Muscle flaps must have a strong vascular network to support a large tissue volume and ensure successful engraftment. We developed porcine stomach musculofascial flap matrix (PDSF) comprising extracellular matrix (ECM) and intact vasculature. PDSF had a dominant vascular pedicle, microcirculatory vessels, a nerve network, well-retained 3-dimensional (3D) nanofibrous ECM structures, and no allo- or xenoantigenicity.
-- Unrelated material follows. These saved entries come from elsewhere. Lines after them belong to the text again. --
PR #9947, opened 2024-02-13
Update azuredeploy.json for RecordedFuture-ThreatIntelligenceImport to conform with request body required

jusso-dev:
The current API spec expects an array of "indicators" and string of "sourcesystem" params, currently this is passing the value of STIX indicators as a named array "indicators" but needs to be "value" as per the spec - https://learn.microsoft.com/en-us/azure/sentinel/upload-indicators-api#sample-request-body

   Change(s):
   - Updated RecordedFuture-ThreatIntelligenceImport azuredeploy.json to meet API spec
   
   Reason for Change(s):
   - In the current state this azuredeploy.json for the RecordedFuture-ThreatIntelligenceImport Azure Logic App does not work and returns a 400 bad request as the request JSON schema is incorrect as per the API spec - https://learn.microsoft.com/en-us/azure/sentinel/upload-indicators-api#sample-request-body

   Version Updated:
   - See guidance below

   Testing Completed:
   - Deploy azuredeploy.json and validate change
   
   - I have successfully deployed with this change and it resolved the 400 bad request errors


v-prasadboke:
Thanks for raising the PR, We will investigate this PR and update you about the same before 15 February, 2024.

v-prasadboke:
Hello @jusso-dev, Please accept license agreement

jusso-dev:
> @microsoft-github-policy-service agree [company="{your company}"]

@microsoft-github-policy-service agree [company="N/A"]

jusso-dev:

v-atulyadav (approved):

jusso-dev:
@RecordedFutureOskbo is it possible the connector versions are different targeting a different API version under the covers? I have this deployed in my clients tenant and I'm getting the opposite of that error when I try and use "indicators" as the named array.

Secondary, the current api spec suggest "value" is the current accepted named array parameter, which makes me further believe there is an API version mismatch happening somewhere.

RecordedFutureOskbo:
> @RecordedFutureOskbo is it possible the connector versions are different targeting a different API version under the covers? I have this deployed in my clients tenant and I'm getting the opposite of that error when I try and use "indicators" as the named array.
> 
> Secondly, the current api spec suggest "value" is the current accepted named array parameter, which makes me further believe there is an API version mismatch happening somewhere.

We have seen differences using different datacenters? I'm testing this in west-europe and east-us.

RecordedFutureOskbo:
@jusso-dev are you using the deprecated version? 
image

Also, the documentation on the logic app does not specify the data format at all 
https://learn.microsoft.com/en-us/connectors/azuresentinel/#threat-intelligence---upload-indicators-of-compromise-(v2)-(preview) (╯°□°）╯︵ ┻━┻

jusso-dev:
@RecordedFutureOskbo no I was using the latest version available at - Solutions/Recorded Future/Playbooks/IndicatorImport/RecordedFuture-ThreatIntelligenceImport/azuredeploy.json

Here's the current working, deployed Logic App:
image

The API doco I was referring to specifies that the "value" named array parameter is the required named array parameter to be passed - https://learn.microsoft.com/en-us/azure/sentinel/upload-indicators-api#sample-request-body

jusso-dev:
> > @RecordedFutureOskbo is it possible the connector versions are different targeting a different API version under the covers? I have this deployed in my clients tenant and I'm getting the opposite of that error when I try and use "indicators" as the named array.
> > Secondly, the current api spec suggest "value" is the current accepted named array parameter, which makes me further believe there is an API version mismatch happening somewhere.
> 
> We have seen differences using different datacenters? I'm testing this in west-europe and east-us.

We are using Australia East and it's working with "value" as a named array parameter.

RecordedFutureOskbo:
This is all very strange, I reached out to Microsoft and this is the response I got back.

> When you use the V2 action, it requires a "sourcesystem" and an "indicators" array, whereas when you use the older "Deprecated" action, it requires "sourcesystem" and a "value" array in the request body. Please let me know if this change is still causing you errors.

 I also created a logic app in Australia East and it requested indicators
 
image


Are you using standard or consumption logic apps? I run consumption when testing.

jusso-dev:
That is strange, I'm definitely using the current connector action and it's a consumption Logic App in Australia East, I get the above error if I change it to "indicators" so I'm at a loss what's causing this. The target LAW is in Aus Central I don't know if that is related to this issue?

RecordedFutureOskbo:
Message from Microsoft Sentinel team:


I found the bug, it was an api endpoint mismatch only in the Australia regions. The fix is checked in, and it should be deployed on Monday! You should be able to use the logic app actions as expected in all other regions.

 Still working on updating the api spec.

jusso-dev:
@RecordedFutureOskbo excellent! Thank you for following up on this and finding a fix 😊

RecordedFutureOskbo:
Great, thanks @jusso-dev I'm afk until Tuesday.

jusso-dev:
Hi @v-prasadboke and @v-atulyadav, any ETA on getting the API spec updated? This is causing a lot of confusion.

RecordedFutureOskbo:
I got the following message about the spec @jusso-dev. Some confusion can depend on we are not using the API directly. We are using the logic-app provided in  power platform -> https://learn.microsoft.com/en-us/connectors/azuresentinel/#threat-intelligence---upload-indicators-of-compromise-(v2)-(preview) where the spec is lacking format. 

So the API spec is probably correct if you use the API directly via CURL or other request libs.

// Oskar

jusso-dev:
Thanks Oskar that makes sense, I think some clarification even if it's a sentence or two would greatly improve the documentation.

austinmccollum:
updated the upload indicators api doc to reflect the different endpoint and array name depending on the logic app.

In-depth proteomic analysis demonstrated that PDSF was composed of core matrisome proteins (e.g., collagens, glycoproteins, proteoglycans, and ECM regulators) that, as shown by Gene Ontology term enrichment analysis, are functionally related to musculofascial biological processes. Moreover, PDSF-human adipose-derived stem cell (hASC) synergy not only induced monocytes towards IL-10-producing M2 macrophage polarization through the enhancement of hASCs' paracrine effect but also promoted the proliferation and interconnection of both human skeletal muscle myoblasts (HSMMs) and human umbilical vein endothelial cells (HUVECs) in static triculture conditions. Furthermore, PDSF was successfully prevascularized through a dynamic perfusion coculture of hASCs and HUVECs, which integrated with PDSF and induced the maturation of vascular networks in vitro. In a xenotransplantation model, PDSF demonstrated myoconductive and immunomodulatory properties associated with the predominance of M2 macrophages and regulatory T cells. In a volumetric muscle loss (VML) model, prevascularized PDSF augmented neovascularization and constructive remodeling, which was characterized by the predominant infiltration of M2 macrophages and significant musculofascial tissue formation. These results indicate that hASCs' integration with PDSF enhances the cells' dual function in immunomodulation and angiogenesis. Owing in part to this PDSF-hASC synergy, our platform shows promise for vascularized muscle flap engineering for VML reconstruction.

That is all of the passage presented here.